PowerPoint presentation to BlackBerry
It would be easy to think that no one, no one was buying BlackBerrys right now.
Somehow, the brand — at least in the U.S. — appears to be enduring a soporific phase. Why, only the other day, some highly unreliable research suggested that it was the phone that people least wanted to buy.
BlackBerry, though, believes bigger and brighter days are ahead. Recently, it hired Alicia Keys as its creative director.
Some pointed out, to BlackBerry’s discomfort, that Keys was an iPhone user with an iOS app.
Just as that information reverberated, Keys was seen tweeting from her iPhone. She claimed, shockingly, that she’d been hacked.
Now, however, I can reveal that she’s also a Microsoft user.
No, it’s not that she’s suddenly embraced Windows Phone. It’s that she’s made a PowerPoint presentation to BlackBerry.
At this morning’s AdAge Digital Conference in New York, BlackBerry Chief Marketing Officer Frank Boulben was in an Empire State of Mind as he gushed about Keys’ contribution to BlackBerry’s planning.
Boulben said that it was Keys who initially approached BlackBerry with her deep interest in its technology. She has apparently attended five marketing meetings, and at one, has dazzled with her PowerPoint.
Her task, it seems, is to help beat Microsoft so that BlackBerry can become the No. 3 mobile platform.
Naturally, many will wonder what nuggets Keys has imparted to make BlackBerry’s marketing take on some winning flavor.
Is there anyone, indeed, who is aware of any marketing for the Z10 at all?
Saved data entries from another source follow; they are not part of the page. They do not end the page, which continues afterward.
PR #2048, opened 2019-01-07
Cleanup the statistics usage API

### LINKED ISSUE #2010: LinearModelStatistics API usage cleanup
There are several issues with the usage of the [LinearModelStatistics ](https://github.com/dotnet/machinelearning/blob/25f3287036fd5956d3726a9dc7c510883eb608d4/src/Microsoft.ML.StandardLearners/Standard/ModelStatistics.cs). 
Some of them are captured on the discussion of PR #1979. 

Another issue with this class as is, is its two constructors. 
[One of them](https://github.com/dotnet/machinelearning/blob/25f3287036fd5956d3726a9dc7c510883eb608d4/src/Microsoft.ML.StandardLearners/Standard/ModelStatistics.cs#L95) initializes just the trainingExampleCount, deviance, nullDeviance. 
[The other one](https://github.com/dotnet/machinelearning/blob/25f3287036fd5956d3726a9dc7c510883eb608d4/src/Microsoft.ML.StandardLearners/Standard/ModelStatistics.cs#L107) adds to it the bias and weights, so parameter specific stats can be calculated. 

The uncertain existance of the weights, bias makes all the methods of this class do work on the first batch of stats (trainingExampleCount, deviance, nullDeviance) than check for the existence of the weights and bias std, and  exit if this is missing, or continue to work.  See lines [199](https://github.com/dotnet/machinelearning/blob/25f3287036fd5956d3726a9dc7c510883eb608d4/src/Microsoft.ML.StandardLearners/Standard/ModelStatistics.cs#L199), [222](https://github.com/dotnet/machinelearning/blob/25f3287036fd5956d3726a9dc7c510883eb608d4/src/Microsoft.ML.StandardLearners/Standard/ModelStatistics.cs#L222), [238](https://github.com/dotnet/machinelearning/blob/25f3287036fd5956d3726a9dc7c510883eb608d4/src/Microsoft.ML.StandardLearners/Standard/ModelStatistics.cs#L238); almost every method has its half-way out. 

The implementation should clearly be broken down, potentially hierarchically, all methods should be instance methods and whatever field/property they need from the ModelParams class that hosts them, should be passed down to the constructor.

sfilipi:
Resolves #2010 by breaking down the existing LinearModelStatistics into two classes: ModelStatistics and LinearParameterModelStatistics. 

The only reason why the two classes are hierarchical, is backwards compatibility, so we can load either one of them in the Statistics field that exists in [MulticlassLogisticRegressionModelParameters ](https://github.com/dotnet/machinelearning/blob/master/src/Microsoft.ML.StandardLearners/Standard/LogisticRegression/MulticlassLogisticRegression.cs#L374)and [LinearBinaryModelParameters](https://github.com/dotnet/machinelearning/blob/master/src/Microsoft.ML.StandardLearners/Standard/LinearModelParameters.cs#L410). 

If we don't want to worry about backwards compatibility, ModelStatistics and LinearParameterModelStatstics, could each be a property in the LinearBinaryModelParameters, the artifact of training LR. As far as MLR, ModelStatistics would replace the current LinearModelStatistics.


src/Microsoft.ML.Data/Model/ModelLoading.cs
```diff
@@ -134,8 +179,6 @@ public bool ContainsModel(string name)
                     return true;
             }
 
-            // TryLoadModelCore should rewind on failure.
-            Contracts.Assert(fp == ent.Stream.Position);
```
sfilipi: >Contracts.Assert(fp == ent.Stream.Position); [](start = 12, length = 44)

The first thing to look at on this PR is whether the changes on removing throwing for the case when the header length/body length of the expected signature, and the actual signature in the TryLoadModel is acceptable. 

I feel like it can be ok to not throw, since this is a Try-type method, but i know that this area of the codebase has been hashed pretty well in the past :)

If we are not ok with deleting this assert, and the ones below in TryLoadModelCore, and we also want to preserve backwards compatibility, I'll unwind the changes to have all the stats in one class. (and with that have methods like GetBais, or GetCoefficients exit when the std of the coefficients is not provided.. ) 

If we don't care about backwards compatibility, we can keep those asserts.

src/Microsoft.ML.StandardLearners/Standard/ModelStatistics.cs
```diff
@@ -15,24 +15,29 @@
...
 
 namespace Microsoft.ML.Learners
 {
     /// <summary>
     /// Represents a coefficient statistics object.
     /// </summary>
-    public readonly struct CoefficientStatistics
+    public sealed class CoefficientStatistics
     {
         public readonly string Name;
```
sfilipi: >Name [](start = 31, length = 4)

@tomfinley,  I haven't addressed your comment about removing the name from here, and operating on index. 
Since this is user facing, i was thinking that names might be easier to interpret? 

Do you think it would be enough to modify the API in line 373, that currently takes the FeatureColumn, to instead take the slot names of the metadata? The user would be in charge of extracting the slot names, and passing them to the API.

test/Microsoft.ML.Tests/TrainerEstimators/LbfgsTests.cs
```diff
@@ -84,21 +88,66 @@ public void TestLogisticRegressionWithStats()
...
+            Assert.Equal(19, coefficients.Length);
 
-            foreach(var coefficient in coeffcients)
+            foreach(var coefficient in coefficients)
                 Assert.True(coefficient.StandardError < 1.0);
 
         }
+
+        [Fact]
+        public void TestLRWithStatsBackCompatibility()
```
sfilipi: >TestLRWithStatsBackCompatibility [](start = 20, length = 32)

if this PR is acceptable, add a test about LR backwards compatibility for model with stats saved.

TomFinley:
> The only reason why the two classes are hierarchical, is backwards compatibility, so we can load either one of them in the Statistics field that exists in [MulticlassLogisticRegressionModelParameters ](https://github.com/dotnet/machinelearning/blob/master/src/Microsoft.ML.StandardLearners/Standard/LogisticRegression/MulticlassLogisticRegression.cs#L374)and [LinearBinaryModelParameters](https://github.com/dotnet/machinelearning/blob/master/src/Microsoft.ML.StandardLearners/Standard/LinearModelParameters.cs#L410).

Hi @sfilipi , thanks for working on this. If the goal is backwards compatibility, like with the `IDataTransform` to `ITransformer` work, it is unclear to me that the structure of a *binary* format needs to be in any way reflected in the C# type system representing the result of that deserialization. Even if they need to share deserialization logic, I could imagine just simply changing this method to be a create method returning an `object` if I like, with one or the other being returned. (That if they actually need to share deserialization logic, which is not entirely clear to me.) Then for calling from `MulticlassLogisticRegressionModelParameters ` we cast to one, and in the other case the other. Is it possible?

I have not had the chance to study your change this in detail, but in other contexts when we've thought that somehow the binary format "requires" some sub-ideal class relationship, it has never quite been true yet, so my suspicion is that it is not true here either, maybe?

src/Microsoft.ML.StandardLearners/Standard/ModelStatistics.cs
TomFinley: But the names are not easier to interpret, because everywhere else we index a feature, we do so by name.

sfilipi: I think I don't fully understand your point. Happy to make the change, just would like to understand the problem. 

The feature "names" are already saved in the annotations/metadata of the feature column. Since that is done, why should we not leave it to it, rather than convert to indexes where the users would have to know that bias is the first weight, etc. 

---
In reply to: [246904367](https://github.com/dotnet/machinelearning/pull/2048#discussion_r246904367) [](ancestors = 246904367)

sfilipi:
I think it makes sense to leave them hierarchical as the second one, LinearModelParameterStatistics is really a superset of the ModelStatisticsBase. 

---
In reply to: [452845784](https://github.com/dotnet/machinelearning/pull/2048#issuecomment-452845784) [](ancestors = 452845784)

test/BaselineOutput/Common/EntryPoints/ensemble-summary.txt
```diff
@@ -68,16 +68,16 @@ AIC:                       	114.1969
...
-Features.bare_nuclei	3.16846   	0.4579377 	6.918975  	0 ***
-Features.thickness	2.143086  	0.4306555 	4.976335  	6.556511E-07 ***
-Features.uniform_shape	1.711214  	0.4222687 	4.05243   	5.072355E-05 ***
-Features.uniform_size	1.494185  	0.4099987 	3.644366  	0.0002681017 ***
-Features.normal_nucleoli	1.519048  	0.4728626 	3.212452  	0.00131619 **
-Features.bland_chromatin	1.386847  	0.4451247 	3.115636  	0.001835644 **
-Features.adhesion	1.383187  	0.4832917 	2.862014  	0.004209697 **
-Features.epit_size	0.8832003 	0.4570503 	1.932392  	0.05331099 .
-Cat.1          	-0.8226236	0.3383799 	-2.431065 	0.01505452 *
+-4.860323 	0.7128119 	-6.818521 	0 ***
```
Ivanidzo4ka: it used to be 5 columns, now it's only 4, why?

src/Microsoft.ML.StandardLearners/Standard/LinearModelParameters.cs
```diff
@@ -455,9 +453,19 @@ private LinearBinaryModelParameters(IHostEnvironment env, ModelLoadContext ctx)
...
             // *** Binary format ***
             // (Base class)
-            // LinearModelStatistics: model statistics (optional, in a separate stream)
-
-            ctx.LoadModelOrNull<LinearModelStatistics, SignatureLoadModel>(Host, out _stats, ModelStatsSubModelFilename);
+            // LinearModelParameterStatistics: model statistics (optional, in a separate stream)
+            try
+            {
+                LinearModelParameterStatistics stats;
+                ctx.LoadModelOrNull<LinearModelParameterStatistics, SignatureLoadModel>(Host, out stats, ModelStatsSubModelFilename);
```
yaeldekel: >LoadModelOrNull [](start = 20, length = 15)

Does this throw on failure, or just return null?

test/BaselineOutput/Common/EntryPoints/ensemble-summary.txt
```diff
@@ -20,16 +20,16 @@ AIC:                       	118.2943
...
-Features.thickness	2.353567  	0.4267568 	5.515007  	5.960464E-08 ***
-Features.bare_nuclei	2.435889  	0.451504  	5.395056  	5.960464E-08 ***
-Features.uniform_shape	1.944249  	0.4137097 	4.699549  	2.622604E-06 ***
-Features.uniform_size	1.786538  	0.4204066 	4.249547  	2.145767E-05 ***
-Features.bland_chromatin	1.611417  	0.4605175 	3.499144  	0.0004668236 ***
-Features.adhesion	1.38072   	0.4821554 	2.863641  	0.00418818 **
-Features.normal_nucleoli	1.345759  	0.4784136 	2.812962  	0.00490886 **
-Features.epit_size	1.083109  	0.4566914 	2.371643  	0.0177092 *
-Cat.1          	-0.7715381	0.3420695 	-2.255501 	0.02410179 *
+-5.120674 	0.6998186 	-7.317145 	0 ***
```
yaeldekel: Did we lose the slot names here?

test/BaselineOutput/Common/EntryPoints/ensemble-summary.txt
sfilipi: Tom suggested we remove the name from the CoefficientStatistics class. Users should use the index in the array to map to the feature vector. 

Not a fan of the change given it reduces the readability of those summary files. 

---
In reply to: [264870766](https://github.com/dotnet/machinelearning/pull/2048#discussion_r264870766) [](ancestors = 264870766)

src/Microsoft.ML.StandardLearners/Standard/LinearModelParameters.cs
sfilipi: throw if the signature supplied is not correct. 

---
In reply to: [264870883](https://github.com/dotnet/machinelearning/pull/2048#discussion_r264870883) [](ancestors = 264870883)

test/BaselineOutput/Common/EntryPoints/ensemble-summary.txt
sfilipi: yes as suggested here.. 

after seeing the summary files change, i think we should get the back. @tfinley@gmail.com 
[https://github.com/dotnet/machinelearning/pull/2048#discussion_r245563884](https://github.com/dotnet/machinelearning/pull/2048#discussion_r245563884)


---
In reply to: [264872767](https://github.com/dotnet/machinelearning/pull/2048#discussion_r264872767) [](ancestors = 264872767)

src/Microsoft.ML.StandardTrainers/Standard/ModelStatistics.cs
```diff
@@ -16,249 +16,343 @@
...
         }
     }
 
-    // REVIEW: Make this class a loadable class and implement ICanSaveModel.
     // REVIEW: Reconcile with the stats in OLS learner.
     /// <summary>
     /// The statistics for linear predictor.
     /// </summary>
-    public sealed class LinearModelStatistics : ICanSaveModel
+    public class ModelStatisticsBase : ICanSaveModel
```
TomFinley: >public class [](start = 4, length = 12)

Is this intended to be an abstract class?

src/Microsoft.ML.StandardTrainers/Standard/ModelStatistics.cs
```diff
@@ -16,249 +16,343 @@
...
-                modelSignature: "LMODSTAT",
-                verWrittenCur: 0x00010001, // Initial
-                verReadableCur: 0x00010001,
-                verWeCanReadBack: 0x00010001,
-                loaderSignature: LoaderSignature,
-                loaderAssemblyName: typeof(LinearModelStatistics).Assembly.FullName);
-        }
-
-        private readonly IHostEnvironment _env;
+        protected IHostEnvironment Env;
```
TomFinley: >protected [](start = 8, length = 9)

Protected members are still part of the public surface. `private protected` please.

src/Microsoft.ML.StandardTrainers/Standard/ModelStatistics.cs
sfilipi: no, i still need to instantiate it.

---
In reply to: [265254412](https://github.com/dotnet/machinelearning/pull/2048#discussion_r265254412) [](ancestors = 265254412)

src/Microsoft.ML.StandardTrainers/Standard/ModelStatistics.cs
```diff
@@ -284,100 +378,99 @@ public static bool TryGetBiasStatistics(LinearModelStatistics stats, float bias,
...
+            Contracts.AssertValue(Env);
 
-            var weights = parent.Weights as IReadOnlyList<float>;
-            _env.Assert(_paramCount == 1 || weights != null);
-            _env.Assert(_coeffStdError.Value.Length == weights.Count + 1);
+            Env.Assert(_coeffStdError.Length == _weights.Length + 1);
 
             var names = default(VBuffer<ReadOnlyMemory<char>>);
 
             featureColumn.Annotations.GetValue(AnnotationUtils.Kinds.SlotNames, ref names);
```
sfilipi: remove

src/Microsoft.ML.StandardTrainers/Standard/ModelStatistics.cs
```diff
@@ -387,64 +480,49 @@ internal void SaveText(TextWriter writer, LinearBinaryModelParameters parent, Da
...
                 return;
+            int index = 0;
+            resultCollection.Add(new KeyValuePair<string, object>(
+                   (index++).ToString(),
+                   new float[] { biasStats.Estimate, biasStats.StandardError, biasStats.ZScore, biasStats.PValue }));
 
             foreach (var coeffStat in coeffStats)
             {
                 resultCollection.Add(new KeyValuePair<string, object>(
-                    coeffStat.Name,
```
TomFinley: >coeffStat.Name [](start = 20, length = 14)

You'll note that this is where the name used to be written to the summary. Instead of just removing this, we should have exploited the metadata on the `DataViewSchema.Column featureColumn` parameter to this method.

test/BaselineOutput/Common/EntryPoints/ensemble-summary.txt
TomFinley: I think we settled this offline, but just to update the thread on that discussion.

So, let's begin by observing that the problem of producing summaries that somehow involve feature names or in the case of multiclass lable names or other information from the schema is absolutely not something somehow unique to this statistics class. Every time we write a summary (as here), or export to code, or save as text, or INI, or whatever, we usually incorporate the feature names as part of that export feature. Let's also observe that *no-where else* in the code do we duplicate the information already in the schema as part of the saved model, because we don't need to. That information is just part of the `DataViewSchema`. Clearly, there is a way for this to work by not duplicating data in every conceivable location. :)

The way in which this happens is that when you save a summary, this works via this interface.

[https://github.com/dotnet/machinelearning/blob/b455174cb848be054f8a800dbe76e7deb28c699e/src/Microsoft.ML.Data/Dirty/PredictorInterfaces.cs#L98-L101](https://github.com/dotnet/machinelearning/blob/b455174cb848be054f8a800dbe76e7deb28c699e/src/Microsoft.ML.Data/Dirty/PredictorInterfaces.cs#L98-L101)

or alternately depending on the situation via this interface:

[https://github.com/dotnet/machinelearning/blob/b455174cb848be054f8a800dbe76e7deb28c699e/src/Microsoft.ML.Data/Dirty/PredictorInterfaces.cs#L109-L115](https://github.com/dotnet/machinelearning/blob/b455174cb848be054f8a800dbe76e7deb28c699e/src/Microsoft.ML.Data/Dirty/PredictorInterfaces.cs#L109-L115)

Etc. etc., lots of similar interfaces in that file. Note that `RoleMappedSchema schema`! ***That's really important.*** That is the mechanism by how when we save a summary, we get access to things like feature names, label names for multiclass, or any other column annotation information we may want access to! And exploiting this is how this code used to work. Now, it worked in a strange three step process: it would extract the slots names, *then* store them in this side structure for no reason, *then* the summary writing would take the names that were unnecessarily stored. But just because I'm saying "let's not store this unnecessary information" doesn't mean I'm saying we can't have the slot names. The slot names are literally *right there*.

Should we have names in the output report? Yes. Is the right way to do it by storing the names with the structure, thereby producing needless duplication of data that is already in the model, bloating them unnecessarily? Absolutely not! The right way is to take advantage of the presence of this schema, which we *absolutely do have access to*, as we see above.

---
In reply to: [264902026](https://github.com/dotnet/machinelearning/pull/2048#discussion_r264902026) [](ancestors = 264902026,264870766)

src/Microsoft.ML.StandardTrainers/Standard/ModelStatistics.cs
TomFinley: Who instantiates it?

---
In reply to: [265259755](https://github.com/dotnet/machinelearning/pull/2048#discussion_r265259755) [](ancestors = 265259755,265254412)

test/BaselineOutput/Common/EntryPoints/ensemble-summary.txt
TomFinley: See other comment.

---
In reply to: [264903719](https://github.com/dotnet/machinelearning/pull/2048#discussion_r264903719) [](ancestors = 264903719,264872767)

src/Microsoft.ML.StandardTrainers/Standard/ModelStatistics.cs
```diff
@@ -16,249 +16,343 @@
...
+            writer.WriteLine("Count of training examples:\t{0}", TrainingExampleCount);
+            writer.WriteLine("Residual Deviance:         \t{0}", Deviance);
+            writer.WriteLine("Null Deviance:             \t{0}", NullDeviance);
+            writer.WriteLine("AIC:                       \t{0}", 2 * ParametersCount + Deviance);
+        }
+
+        /// <summary>
+        /// Support method for linear models and <see cref="ICanGetSummaryInKeyValuePairs"/>.
+        /// </summary>
+        internal virtual void SaveSummaryInKeyValuePairs(DataViewSchema.Column featureColumn, int paramCountCap, List<KeyValuePair<string, object>> resultCollection)
```
TomFinley: >featureColumn [](start = 79, length = 13)

Note this `featureColumn` parameter. The method `featureColumn.GetSlotNames` may be useful to get the feature names for expanding the report.

test/BaselineOutput/Common/EntryPoints/ensemble-summary.txt
sfilipi: Thanks for the info and the suggestion Tom. 

As i was working to re-establish the feature names in the summaries, I noticed that the API to get the statistics, see  current ModelStatistics.cs file, line 425,  

`GetWeightsCoefficientStatistics(DataViewSchema.Column featureColumn, int paramCountCap)`

It has the `paramCountCap`  argument indicating how many TOP coefficients to return.  We are ordering those coefficient statistics objects by Zscores, and effectively losing the mapping between the indexes in this array and the indexes in the weights array. This is why the duplication of the feature name existed inside the structure. 

and keeping the index seems like a better solution than snapshotting the indexes before reordering in yet another data structure. 

I kept the index of the features together with the coefficient statistics, for space efficiency, but for this use case might as well revert back to the name. Let me know if I am missing anything. 

---
In reply to: [265277049](https://github.com/dotnet/machinelearning/pull/2048#discussion_r265277049) [](ancestors = 265277049,264902026,264870766)

TomFinley: > It has the `paramCountCap` argument indicating how many TOP coefficients to return. We are ordering those coefficient statistics objects by Zscores, and effectively losing the mapping between the indexes in this array and the indexes in the weights array.

Sorry, what?

sfilipi: Yes, I added that to preserve the original feature slot index, and I am using it. 

In the comment i explained why i had to use it. 

---
In reply to: [265673248](https://github.com/dotnet/machinelearning/pull/2048#discussion_r265673248) [](ancestors = 265673248)

TomFinley: Ah OK. You were still talking about "might as well revert back to the name" which suggested you still thought having the name around was a good idea.

test/Microsoft.ML.Tests/TrainerEstimators/LbfgsTests.cs
```diff
@@ -7,6 +7,9 @@
 using Microsoft.ML.Data;
 using Microsoft.ML.Trainers;
 using Xunit;
+using System.IO;
+using Microsoft.ML.Model;
+using System;
```
TomFinley: Not a big deal, just curious what this `.Model` is for.

test/BaselineOutput/Common/EntryPoints/ensemble-summary.txt
```diff
@@ -68,7 +68,7 @@ AIC:                       	114.1969
 
 Coefficients statistics:
 Coefficient    	Estimate	Std. Error	z value  	Pr(>|z|)
-(Bias)         	-4.860323 	0.7128119 	-6.818521 	0 ***
+(Bias)	-4.860323 	0.7128119 	-6.818521 	0 ***
 Features.bare_nuclei	3.16846   	0.4579377 	6.918975  	0 ***
```
TomFinley: >Features.bare_nuclei [](start = 0, length = 20)

Yay they're back. :)

sfilipi:
@yaeldekel @Ivanidzo4ka when you get a chance, this needs a second set of eyes. Your comments are addressed.

test/Microsoft.ML.Tests/TrainerEstimators/LbfgsTests.cs
```diff
@@ -53,23 +56,27 @@ public void TestEstimatorPoissonRegression()
...
-            Assert.Equal(0f, zScore);
+            Assert.Null(stats2);
+
+            Done();
         }
 
+
         [Fact]
-        public void TestLogisticRegressionWithStats()
+        public void TestLRWithStats()
```
sfilipi: test failing in CI definitions making use of Intrinsics.

src/Microsoft.ML.StandardTrainers/Standard/LogisticRegression/MulticlassLogisticRegression.cs
```diff
@@ -589,7 +594,7 @@ private protected override void SaveCore(ModelSaveContext ctx)
             // float[]: non-zero weights
             // bool: whether label names are present
             // int[]: Id of label names (optional, in a separate stream)
-            // LinearModelStatistics: model statistics (optional, in a separate stream)
+            // LinearModelParameterStatistics: model statistics (optional, in a separate stream)
```
wschin: >LinearModelParameterStatistics [](start = 15, length = 30)

ModelStatisticsBase?

src/Microsoft.ML.StandardTrainers/Standard/ModelStatistics.cs
```diff
@@ -16,249 +16,345 @@
...
             StandardError = stdError;
             ZScore = zScore;
             PValue = pValue;
         }
     }
 
-    // REVIEW: Make this class a loadable class and implement ICanSaveModel.
     // REVIEW: Reconcile with the stats in OLS learner.
     /// <summary>
     /// The statistics for linear predictor.
```
wschin: >statistics for linear predictor [](start = 12, length = 31)

Is `ModelStatisticsBase` linear model specific?

src/Microsoft.ML.StandardTrainers/Standard/ModelStatistics.cs
wschin: Agree with Tom.

---
In reply to: [265277153](https://github.com/dotnet/machinelearning/pull/2048#discussion_r265277153) [](ancestors = 265277153,265259755,265254412)

src/Microsoft.ML.StandardTrainers/Standard/ModelStatistics.cs
```diff
@@ -284,100 +380,124 @@ public static bool TryGetBiasStatistics(LinearModelStatistics stats, float bias,
...
+
+            return featureNames.ToArray();
+
         }
 
         /// <summary>
         /// Gets the coefficient statistics as an object.
         /// </summary>
-        public CoefficientStatistics[] GetCoefficientStatistics(LinearBinaryModelParameters parent, DataViewSchema.Column featureColumn, int paramCountCap)
+        public CoefficientStatistics[] GetWeightsCoefficientStatistics(int paramCountCap)
```
wschin: >CoefficientStatistics[] [](start = 15, length = 23)

IReadOnlyList<CoefficientStatistics>

src/Microsoft.ML.StandardTrainers/Standard/ModelStatistics.cs
```diff
@@ -16,249 +16,345 @@
...
+            var pValue = 1.0f - (float)ProbabilityFunctions.Erf(Math.Abs(zScore / sqrt2));
+
+            //int feature index, float estimate, float stdError, float zScore, float pValue
+            return new CoefficientStatistics(0, bias, stdError, zScore, pValue);
         }
 
-        private static void GetUnorderedCoefficientStatistics(LinearModelStatistics stats, in VBuffer<float> weights, in VBuffer<ReadOnlyMemory<char>> names,
+        // sefilipi: do we want to offer this? Do we want to offer setting the weights?
+        public CoefficientStatistics GetBiasStatistics() => GetBiasStatisticsForValue(_bias);
+
```
wschin: Doc string please.

src/Microsoft.ML.StandardTrainers/Standard/ModelStatistics.cs
```diff
@@ -16,249 +16,345 @@
...
+                ctx.Writer.WriteIntsNoCount(_coeffStdError.GetIndices());
         }
 
         /// <summary>
-        /// Computes the standart deviation, Z-Score and p-Value.
+        /// Computes the standart deviation, Z-Score and p-Value for the value being passed as the bias.
         /// </summary>
-        public static bool TryGetBiasStatistics(LinearModelStatistics stats, float bias, out float stdError, out float zScore, out float pValue)
+        public CoefficientStatistics GetBiasStatisticsForValue(float bias)
         {
```
wschin: Is it necessary to users? Could we internalize it?

src/Microsoft.ML.StandardTrainers/Standard/ModelStatistics.cs
```diff
@@ -16,249 +16,345 @@
...
     /// </summary>
-    public readonly struct CoefficientStatistics
+    public sealed class CoefficientStatistics
     {
-        public readonly string Name;
         public readonly float Estimate;
         public readonly float StandardError;
         public readonly float ZScore;
         public readonly float PValue;
+        public readonly int FeatureIndex;
```
wschin: >FeatureIndex [](start = 28, length = 12)

Maybe we can call it `Index` and add a doc string saying that it's a feature index?
```
var coefficientStat = new ...
coefficientStat.FeatureIndex // Coefficient and Feature carry similar information and this `index` is this coefficient index.
coefficientStat.Index // looks like it's clear enough?
```

src/Microsoft.ML.StandardTrainers/Standard/LogisticRegression/MulticlassLogisticRegression.cs
```diff
@@ -377,7 +377,7 @@ private static VersionInfo GetVersionInfo()
 
         private readonly float[] _biases;
         private readonly VBuffer<float>[] _weights;
-        private readonly LinearModelStatistics _stats;
+        public readonly ModelStatisticsBase Statistics;
```
wschin: Can this really be `Base`? What if use want to access statistics of the underlying linear function? I don't feel casting is a good idea.

src/Microsoft.ML.StandardTrainers/Standard/ModelStatistics.cs
sfilipi: it has current external usage, should keep it. I'll add a functional test too. 

---
In reply to: [266657218](https://github.com/dotnet/machinelearning/pull/2048#discussion_r266657218) [](ancestors = 266657218)

src/Microsoft.ML.StandardTrainers/Standard/ModelStatistics.cs
sfilipi: Yes, and LR, MLR are the only classes that set it. You got me thinking: I should derive another class from LinearModelParams and have the stats object only there. LRModelParams. 
I'll log an issue and do that on a separate PR. 

---
In reply to: [266648417](https://github.com/dotnet/machinelearning/pull/2048#discussion_r266648417) [](ancestors = 266648417)

src/Microsoft.ML.StandardTrainers/Standard/LogisticRegression/MulticlassLogisticRegression.cs
sfilipi: we are not casting anywhere in this file. Are you referring to the other one?

---
In reply to: [266660951](https://github.com/dotnet/machinelearning/pull/2048#discussion_r266660951) [](ancestors = 266660951)

test/Microsoft.ML.Tests/TrainerEstimators/LbfgsTests.cs
sfilipi: Might go away after rebase. It is in there for IPredictorWithFeatureWeights and ModelFileUtils. 
I think ModelFileUtils got moved. Not sure about IPredictorWithFeatureWeights .

---
In reply to: [265696171](https://github.com/dotnet/machinelearning/pull/2048#discussion_r265696171) [](ancestors = 265696171)

src/Microsoft.ML.StandardTrainers/Standard/LogisticRegression/MulticlassLogisticRegression.cs
wschin: They happen outside this file. We do `ModelStatisticsBase`  as `LinearModelStatisticsBase` somewhere.

sfilipi:
close/reopen to see if the merge button wakes up.

test/Microsoft.ML.TestFramework/Attributes/LessThanNetCore30OrNotNetCoreAndX64FactAttribute.cs
```diff
@@ -20,4 +20,20 @@ protected override bool IsEnvironmentSupported()
             return Environment.Is64BitProcess && AppDomain.CurrentDomain.GetData("FX_PRODUCT_VERSION") == null;
         }
     }
+
+    /// <summary>
+    /// A fact for tests requiring x64 environment and either .NET Core version lower than 3.0 or framework other than .NET Core.
+    /// </summary>
+    public sealed class LessThanNetCore30OrNotNetCore : EnvironmentSpecificFactAttribute
```
eerhardt: (nit) - Attribute classes should have the `Attribute` suffix in their name.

What is it that BlackBerry currently lacks?
It’s certainly evident that too many people think of the old BlackBerry as the brand with the physical keyboard and the user base of dull, harassed people in suits. The brand, though, is still very strong in emerging markets such as Indonesia and South Africa.
Music artists have extended their marketing skills to all sorts of brands with varying success. Will.i.am, for example, is director of Creative Innovation at Intel. He is very forthright in the notion that “ad agencies are yesterday.”
Justin Timberlake, on the other hand, got involved with MySpace.
One wonders, therefore, what Keys said in her PowerPoint. Did she explain about people and their perceptions of cool? Did she talk about the changing human perspective of cell phones?
Did she lambaste BlackBerry’s ads?
And how much of BlackBerry’s future success or failure will be placed upon her piano? When fashion brands hire creative directors, the vision is all theirs. Will BlackBerry give Keys the same leeway? Does it regard her as central to its becoming a brand with which people want to be seen?
If if does, I fancy that she’ll have to offer more than a few PowerPoints to prevent BlackBerry from fallin’.